混沌的双眼忽而愣住,睁大,放出光芒,心口的血液如同三峡大坝开闸泄洪般地喷了出去,山呼海啸,气吞万里,砰砰的声音从心口到大脑,耳根在发烫,血液在充斥着脸部,滚滚烫烫,久久不能平静。
新白嘴角弯起一丝弧度,忍住回头一眸的冲动,向着教室走去,只是这一刻,他的脸上多了几分幸福的快乐红晕,像一个小媳妇一般娇滴滴地在全班同学目光下回到了自己的座位,望着几个好友此时正扑头大睡,样子安详,姿势有趣的样子,嘴角的弧度更是大了几分。
原来这个世界还可以这样生动,有活力,充满阳光,正直花朵的我,亦然在含苞待放,只是我不这个世界还有美好可说,原来是我抛弃了一切原来该有的,换来无尽的黑暗和深渊,冰冷的风,刺骨的水,生锈的思想,堕落的气息。
只是如今的我,还能走出这空洞的深渊吗?如此冰冷的寒潭,似乎冰封了我所有的轮回思路。
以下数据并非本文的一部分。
PR #7419, opened 2024-07-31
[docs] Remove confusing reset in Seq docs SV example

TaoBi22:
These docs give an example of a SV lowering of a firreg without a reset, but then the SV snippet has a reset in it, which is a bit confusing.


uenoku (approved):
LGTM!

PR #7420, opened 2024-07-31
[FIRRTL][Dedup] Rework hashing for perf and bug fixes.

### LINKED ISSUE #7415: [FIRRTL][Dedup] Incorrect deduplication of same operations in different blocks
Consider:
```firrtl
firrtl.circuit "Whens" {
  firrtl.module private @A(in %x: !firrtl.uint<1>) {
    firrtl.when %x : !firrtl.uint<1> {
      %0 = firrtl.constant 5 : !firrtl.uint<32>
      %n = firrtl.node %0 : !firrtl.uint<32>
    }
  }
  firrtl.module private @B(in %x: !firrtl.uint<1>) {
    firrtl.when %x : !firrtl.uint<1> {
    } else {
      %0 = firrtl.constant 5 : !firrtl.uint<32>
      %n = firrtl.node %0 : !firrtl.uint<32>
    }
  }
  firrtl.module @Whens(in %x: !firrtl.uint<1>) {
    %a_x = firrtl.instance a @A(in x: !firrtl.uint<1>)
    firrtl.matchingconnect %a_x, %x : !firrtl.uint<1>
    %b_x = firrtl.instance b @B(in x: !firrtl.uint<1>)
    firrtl.matchingconnect %b_x, %x : !firrtl.uint<1>
  }
}
```

Note that the first `firrtl.when` has two operations in the "true" block, the second has the same two in the "false" lblock.

`circt-opt --firrtl-dedup` on the above yields:

```firrtl
firrtl.circuit "Whens" {
  firrtl.module private @A(in %x: !firrtl.uint<1>) {
    firrtl.when %x : !firrtl.uint<1> {
      %c5_ui32 = firrtl.constant 5 : !firrtl.uint<32>
      %n = firrtl.node %c5_ui32 : !firrtl.uint<32>
    }
  }
  firrtl.module @Whens(in %x: !firrtl.uint<1>) {
    %a_x = firrtl.instance a @A(in x: !firrtl.uint<1>)
    firrtl.matchingconnect %a_x, %x : !firrtl.uint<1>
    %b_x = firrtl.instance b @A(in x: !firrtl.uint<1>)
    firrtl.matchingconnect %b_x, %x : !firrtl.uint<1>
  }
}
```

### LINKED ISSUE #7416: [FIRRTL][Dedup] Empty blocks are treated same as no block
Related to #7415, consider:

```
// Check dedup of an empty block vs no block.
// CHECK-LABEL: EmptyBlockVSNoBlock
firrtl.circuit "EmptyBlockVSNoBlock" {
  // CHECK: firrtl.module private @A(
  firrtl.module private @A(in %x: !firrtl.uint<1>) {
    firrtl.when %x : !firrtl.uint<1> {
    }
  }
  // CHECK-NOT: @B
  firrtl.module private @B(in %x: !firrtl.uint<1>) {
    firrtl.when %x : !firrtl.uint<1> {
    } else {
    }
  }
  firrtl.module @EmptyBlockVSNoBlock(in %x: !firrtl.uint<1>) {
    // CHECK: firrtl.instance a @A
    %a_x = firrtl.instance a @A(in x: !firrtl.uint<1>)
    firrtl.matchingconnect %a_x, %x : !firrtl.uint<1>
    // CHECK: firrtl.instance b @A
    %b_x = firrtl.instance b @B(in x: !firrtl.uint<1>)
    firrtl.matchingconnect %b_x, %x : !firrtl.uint<1>
  }
}
```

Presently dedup considers an empty block for "else" the same as no block, and these two dedup when they shouldn't.

This is fairly benign in the above example, but the difference may matter for other or foreign operations.

dtzSiFive:
Primary change is to only generate and populate mappings for sources of values, and not each value themselves.

Values are identified using these base numberings plus an appropriate offset.

The main benefit of this is to greatly reduce the number of entries in the `indices` map.
When handling operations with many block arguments (module-like's with many ports) or with many results (instances of those module-like's) this greatly reduces the pressure on the `indices` map.  For these designs, dedup now runs dramatically faster and uses significantly less memory.

Also separates location of the value impl, such that if a Value's impl is storage inline into an Operation or Block such that there is aliasing, the two are given different numbers (and especially the numbering isn't changed).

On a synthetic design containing a module with 2^20 ports and 256 instances of that module, this is the difference between completing in 20s and OOM'ing on my machine after running for 30 minutes.

Functional changes:

Fixes #7415.
Fixes #7416.
Also fixes deduping if block arg types are different (but unused).

This is done by hashing block count, and each block's numbering between as well as the types of its arguments before that block's operations.

Additionally fixes use of numberings (indices) before it was populated where attribute processing for inner symbol ports hashed using the block argument's numbering before it was populated.

### DIFF
--- a/lib/Dialect/FIRRTL/Transforms/Dedup.cpp
+++ b/lib/Dialect/FIRRTL/Transforms/Dedup.cpp
@@ -78,8 +78,17 @@ struct ModuleInfo {
   mlir::ArrayAttr referredModuleNames;
 };
 
-struct SymbolTarget {
+/// Unique identifier for a value.  All value sources are numbered by apperance,
+/// and values are identified using this numbering (`index`) and an `offset`.
+/// For BlockArgument's, this is the argument number.
+/// For OpResult's, this is the result number.
+struct ValueId {
   uint64_t index;
+  uint64_t offset;
+};
+
+struct SymbolTarget {
+  ValueId index;
   uint64_t fieldID;
 };
 
@@ -161,14 +170,19 @@ private:
 
   void record(void *address) {
     auto size = indices.size();
+    assert(!indices.contains(address));
     indices[address] = size;
   }
 
-  void update(BlockArgument arg) { record(arg.getAsOpaquePointer()); }
+  /// Get the unique id for the specified value.
+  ValueId getId(Value val) {
+    if (auto arg = dyn_cast<BlockArgument>(val))
+      return {indices.at(arg.getOwner()), arg.getArgNumber()};
+    auto result = cast<OpResult>(val);
+    return {indices.at(result.getOwner()), result.getResultNumber()};
+  }
 
   void update(OpResult result) {
-    record(result.getAsOpaquePointer());
-
     // Like instance ops, don't use object ops' result types since they might be
     // replaced by dedup. Record the class names and lazily combine their hashes
     // using the same mechanism as instances and modules.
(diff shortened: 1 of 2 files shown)


mikeurbach (approved):
This is great. You've clearly put a lot more thought into this than I, but after reviewing it no major concerns from me.

lib/Dialect/FIRRTL/Transforms/Dedup.cpp
```diff
@@ -78,8 +78,17 @@ struct ModuleInfo {
   mlir::ArrayAttr referredModuleNames;
 };
 
-struct SymbolTarget {
+/// Unique identifier for a value.  All value sources are numbered by apperance,
+/// and values are identified using this numbering (`index`) and an `offset`.
+/// For BlockArguments, this is the block number.
+/// For OpResults, this is the result number.
```
dtzSiFive, line 84:
```suggestion
/// For BlockArgument's, this is the argument number.
/// For OpResult's, this is the result number.
```

uenoku (approved):
Awesome!

dtzSiFive:
Landing, thanks for reviews folks!

PR #5793, opened 2023-08-07
[NFC][HW] Add container class for n-valued logic

fzi-hielscher:
This PR adds RLELogic,  a run-length encoding container class for arbitrary sequences of  n-valued logic digits within the set of `0,1,X,Z,U,W,L,H,-`. It is a prerequisite for integrating the `hw.logic` type of #5622. As it is not currently used anywhere it should not cause any functional changes, yet.

The motivation behind RLELogic is to provide a somewhat efficient representation for non-integer constants in hardware designs, which generally will be of `logic` or `std_logic` type for SystemVerilog and VHDL respectively. These can usually be assumed to be short and/or contain long runs of the same digit repeatedly. Thus, RLELogic uses run-length encoding to reduce their size in memory. 
Each byte of the encoded buffer represents one of the nine possible digits in its lower nibble, while encoding a run-length from one to sixteen in the upper nibble. The run-length of the most significant encoded digit is implicitly assumed to be infinite. Thus, all values which are just one specific digit repeated over and over share the same encoding independent of their 'actual' length. Since an RLELogic value will generally be associated with a known width instance of the `hw.logic` type class, storing the width in RLELogic would be redundant. However, it contains a bit mask indicating all the digits contained in its value at least once. This allows to quickly check, e.g., whether the encoded value contains an 'unknown' digit or represents an integer.

In general RLELogic should _not_ be used to store integers. In fact, it should be avoided to encode an integer value as RLELogic whenever possible and APInt should be used instead. This is a major departure from my previous attempts of creating an unified APLogic container for both integer and non-integer values. While APLogic  _technically_ worked, its integration did not pan out as I had hoped, and it would not have been particularly efficient. Also, its implementation became _way_ too complex to be worthwhile. RLELogic should be a much cleaner solution, and likely more efficient in real-world scenarios.

There is currently only a limited number of operations implemented on RLELogic. I intend to add more when the general type infrastructure for `hw.logic` is in place.

PR #7422, opened 2024-08-02
[Support] Add FVInt, a four-valued arbitrary precision integer

fabianschuiki:
Add the `FVInt` class to CIRCT's support library. This class can represent arbitrary precision integers where each bit can be one of the four values 0, 1, X, and Z. The name intends to suggest a *four-valued APInt*, with the option to also introduce a *nine-valued NVInt* in the future.

Internally, `FVInt` uses two `APInt`s to store its data: `value` stores whether a bit is 0/X or 1/Z, and `unknown` stores whether a bit is known (0 or 1) or unknown (X or Z). Together they allocate 2 bits of storage for each of the `FVInt`'s digits, which allows for four different values per digit. This representation as `value` and `unknown` makes many of the logical and arithmetic operations pretty straightforward to implement. Most four-valued operations can be trivially implemented by performing the equivalent two-valued operation on `value`, and then accounting for X and Z bits through a few logic operations on `unknown`.

Note that Slang defines its own version of this (`SVInt`). But since Slang is an optional dependency of CIRCT, it makes sense to have a CIRCT equivalent that is built around LLVM's `APInt`, for use in our dialects.

This first version of `FVInt` has a rather incomplete set of operations, but it covers basic AND, OR, XOR, NOT, negation, addition, subtraction, and multiplication as a proof-of-concept. The remaining operations will be added in future commits. We are also going to need a four-valued equivalent of `IntegerAttr` based on `FVInt`.

This commit is motivated by the Slang frontend, which now supports enough of SystemVerilog to make some test designs start to hit the lack of number literals with X and Z.

### DIFF
--- a/include/circt/Support/FVInt.h
+++ b/include/circt/Support/FVInt.h
@@ -1,0 +1,592 @@
+//===- FVInt.h - Four-valued integer ----------------------------*- C++ -*-===//
+//
+// Part of the LLVM Project, under the Apache License v2.0 with LLVM Exceptions.
+// See https://llvm.org/LICENSE.txt for license information.
+// SPDX-License-Identifier: Apache-2.0 WITH LLVM-exception
+//
+//===----------------------------------------------------------------------===//
+//
+// This file implements a class to represent arbitrary precision integers where
+// each bit can be one of four values. This corresponds to SystemVerilog's
+// four-valued `logic` type (originally defined in IEEE 1364, later merged into
+// IEEE 1800).
+//
+//===----------------------------------------------------------------------===//
+
+#ifndef CIRCT_SUPPORT_FVINT_H
+#define CIRCT_SUPPORT_FVINT_H
+
+#include "circt/Support/LLVM.h"
+#include "llvm/ADT/APInt.h"
+#include "llvm/ADT/SmallString.h"
+#include "llvm/ADT/StringRef.h"
+#include "llvm/Support/raw_ostream.h"
+
+namespace circt {
+
+/// Four-valued arbitrary precision integers.
+///
+/// Each bit of the integer can be 0, 1, X, or Z. Internally the bits are stored
+/// in a pair of `APInt`s, one of which specifies the value of each bit (0/X or
+/// 1/Z), and the other whether the bit is unknown (X or Z).
+class FVInt {
+public:
+  /// Construct an `FVInt` from a 64-bit value. The result has no X or Z bits.
+  FVInt(unsigned numBits, uint64_t value, bool isSigned = false)
+      : FVInt(APInt(numBits, value, isSigned)) {}
+
+  /// Construct an `FVInt` from an `APInt`. The result has no X or Z bits.
+  FVInt(const APInt &value)
+      : value(value), unknown(APInt::getZero(value.getBitWidth())) {}
+
+  /// Construct an `FVInt` from two `APInt`s used internally to store the bit
+  /// data. The first argument specifies whether each bit is 0/X or 1/Z. The
+  /// second argument specifies whether each bit is 0/1 or X/Z. Both `APInt`s
+  /// must have the same bitwidth. The two arguments correspond to the results
+  /// of `getRawValue()` and `getRawUnknown()`.
+  FVInt(APInt &&rawValue, APInt &&rawUnknown)
+      : value(rawValue), unknown(rawUnknown) {
+    assert(rawValue.getBitWidth() == rawUnknown.getBitWidth());
+  }
+
+  /// Construct an `FVInt` with all bits set to 0.
+  static FVInt getZero(unsigned numBits) {
+    return FVInt(APInt::getZero(numBits));
+  }
+
+  /// Construct an `FVInt` with all bits set to 1.
+  static FVInt getAllOnes(unsigned numBits) {
+    return FVInt(APInt::getAllOnes(numBits));
+  }
+
+  /// Construct an `FVInt` with all bits set to X.
+  static FVInt getAllX(unsigned numBits) {
+    return FVInt(APInt::getZero(numBits), APInt::getAllOnes(numBits));
+  }
+
+  /// Construct an `FVInt` with all bits set to Z.
+  static FVInt getAllZ(unsigned numBits) {
+    return FVInt(APInt::getAllOnes(numBits), APInt::getAllOnes(numBits));
+  }
+
+  /// Return the number of bits this integer has.
+  unsigned getBitWidth() const { return value.getBitWidth(); }
+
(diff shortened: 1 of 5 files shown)


include/circt/Support/FVInt.h
```diff
@@ -0,0 +1,591 @@
...
+    assert(success && "radix cannot represent FVInt");
+    return str;
+  }
+
+  /// Print an `FVInt` to an output stream.
+  void print(raw_ostream &os) const;
+
+private:
+  APInt value;
+  APInt unknown;
```
TaoBi22, line 560: This is super exciting to see!! One nit: the Verilog standard document uses 'unknown' as the name specifically for an `x` bit:

> 0—represents a logic zero or a false condition
> 1—represents a logic one or a true condition
> x—represents an unknown logic value
> z—represents a high-impedance state

(from the [IEEE standard document](https://standards.ieee.org/ieee/1800/7743/))


 Is there a chance it could cause confusion that here 'unknown' refers to both `x` and `z` bits?

fzi-hielscher (approved):
Very nice! 🎉 
Just some nitpicks re zero width values.

When tinkering with nine-valued containers last year I spent a lot (arguably too much) time trying to compress the in-memory representation to avoid heap traffic. If, and only if, FVInt is intended as a general container for Verilog `logic` constants my intuition would still lead me to try and avoid allocating the `unknown` APInt for values that do not contain any X/Z. IIRC this is how slang's `SVInt` handles it. Of course it is only relevant for heap allocated APInts, i.e., values wider than 64 bit, so it may not actually matter in most cases.

I still have not entirely given up on my RLELogic class (#5793). I think it has some nice properties for dealing with parameterized-width IEEE 1164 values specifically. But for the slang integration your approach is a much better fit.

include/circt/Support/FVInt.h
fabianschuiki: That's a great point! I took the naming scheme from Slang's `SVInt`. This description of `x` as being _the_ unknown logic value is a bit unfortunate, because the SV standard in other places talks about functions like `$isunknown`, which checks for X _and_ Z. I guess that's also where Slang got its name from. My gut feeling would be to stick with Slang's naming scheme here.

include/circt/Support/FVInt.h
```diff
@@ -0,0 +1,591 @@
...
+
+  /// Zero-extend the integer to a new bit width. The additional high-order bits
+  /// are filled in with zero.
+  FVInt zext(unsigned bitWidth) const {
+    return FVInt(value.zext(bitWidth), unknown.zext(bitWidth));
+  }
+
+  /// Sign-extend the integer to a new bit width. The additional high-order bits
+  /// are filled in with the sign bit (top-most bit) of the original number. If
+  /// the sign bit is X or Z, fills in X or Z, respectively.
```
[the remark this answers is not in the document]
fabianschuiki: Good point. Added.

fabianschuiki:
@fzi-hielscher Thanks a lot for the detailed review! :partying_face: 

> [...] my intuition would still lead me to try and avoid allocating the `unknown` APInt for values that do not contain any X/Z. IIRC this is how slang's `SVInt` handles it.

That is definitely a good point. My gut feeling here was to try and avoid early optimization, and instead try to get something up and running that's correct but possibly suboptimal. I think it's going to be easier to come back a while later and add these optimizations as a separate PR. And I think you're right, in practice this might be unmeasurable in almost all cases, since most integers will be very small.

fzi-hielscher:
Rumor has it _certain_ HDL generators produce ROMs as ginormous muxes of literals. At that point I feel literal performance could become a concern. On a completely unrelated note, one of my far too many experimental branches adds support for `FirMemInitAttrs` to arcilator. Maybe I should spend more time giving that some spit and polish rather than trying to prematurely micro-"optimize" heap allocations. 😬

fabianschuiki:
:grimacing: That sounds like a pretty adventurous HDL generator :stuck_out_tongue:.

Your arcilator work sounds fantastic! Please hit me with all the PRs :grin:

include/circt/Support/FVInt.h
```diff
@@ -0,0 +1,592 @@
...
+    auto v = *this;
+    v.negate();
+    return v;
+  }
+
+  /// Compute the addition of this integer and another. If any bits in either
+  /// integer are unknown, the entire result is X.
+  FVInt &operator+=(const FVInt &other) {
+    value += other.value;
+    setAllXIfAnyUnknown(other);
```
uenoku, line 412: nit: It might be a bit too conservative to mark everything unknown if lower bits are known, e.g. `x10 + x10 = x00`. Does IEEE 1800 define 4-value logic arithmetic as well as bitwise logical operation?

uenoku (approved):
Awesome, this really looks great! Having data structure for 4 value logic does in CIRCT does make a lot sense :)

include/circt/Support/FVInt.h
fabianschuiki: Good point. I've found the following nugget in IEEE 1800-2017 "11.4.3 Arithmetic operators" hidden between tables:

> For the arithmetic operators, if any operand bit value is the unknown value x or the high-impedance value z, then the entire result value shall be x.

So I guess conservative is fine/desired?

fzi-hielscher: The "fun" really starts when you get to the unary arithmetic operators. What's the expected output here?
```
module test;
  logic [3:0] foo = 4'b01XZ;
  initial begin
    $display("None: %b", foo);
    $display("Plus: %b", +foo);
    $display("Minus: %b", -foo);
  end
endmodule
```
I've seen simulators disagree on the handling of the unary plus.

fabianschuiki: Nasty! I guess from that line in the standard you'd expect to see `foo` unchanged, and both `+foo` and `-foo` to be all X since they count as arithmetic operators? Unless there's a line in the standard that says unary `+` can be treated as a no-op… But if that doesn't exist, we'd need a `moore.x_if_any_unknown` style op 😅

fzi-hielscher: Check out Table 11-5 right above the sentence you quoted.
cantbeliveididthis
I'll see myself out....

But most simulators seem to opt for "same as m".

fabianschuiki: What a beautiful spec... But yeah, `+m = m` feels like the right thing to do intuitively, but it also seems to violate the spec. We can always drop an op that handles the X-ification for `+`.

uenoku: > So I guess conservative is fine/desired?

Oh, yeah. Thank you for pointing it out!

“喂,老白,佛陀找你那么久,干什么去了,不是昨天没扫地把?”新白坐在第四组,靠角落。
左边是同桌,高风子,再左边就是角落地带,东飞宇突然无视老师的存在,向新白询问情况,在照着镜子的新白愣了一下,回头探向左边,碰上一双友情,良情惬意的目光,东飞宇前面的凌子正回眸侧望着新白。
扎起靓丽的小尾巴,纤细的瓜子脸,此时正轻咬樱唇,红晕而滋滑,右手撑在下巴处,有股离**睡的感觉,纤细的身子正躬着曲线,极为诱人的黑裤软滑双腿正提在椅子上,黑色的气息,迷人的芬芳,正隐隐勾动着新白的心。
新白不敢再望,转过视线,东飞宇发型极酷,一根根头发挺拔而立,如刀砍斧凿,成就了一片山魅奇观,青俊长瘦的轮廓不知勾去哪家姑娘的芳心。
东飞宇是少数民族的人,个子却是高长瘦小,一身精壮,都说浓缩是精华,用在他身上真的不假。
新白裂了裂嘴,微微摇晃着脑袋,“那个佛陀啊,真是说得,”带着好笑又无奈的气息收了镜子。
“到底说什么,快讲,靠。”东飞宇保持着仰坐的姿势,仿佛有心难受的样子,鼻子哼出不满的语气,眉头也是微微皱了起来,话语中已经带有生气威胁的味道。
凌子依旧侧望着新白,樱桃小嘴不自觉的笑了起来,难得一见沉默不语的新白说话,心中仿佛松了一口气,不会以为新白真是哑巴,甚至丧失了生动的表达能力。
“也没有说什么,不过还是纪律问题,还有成绩问题,就是这些咯。”新白摸了摸脸蛋,揉了揉眼睛,仿佛敷衍了事一般无所谓,的确,事实上只有这些事情。
东飞宇双手包住脑袋,一副见不得人的样子,“妈的,这一次的月考我竟然是倒数第一,真是臭到家了,我平时明明那么努力抄,不可能,不可能。这绝对不可能。”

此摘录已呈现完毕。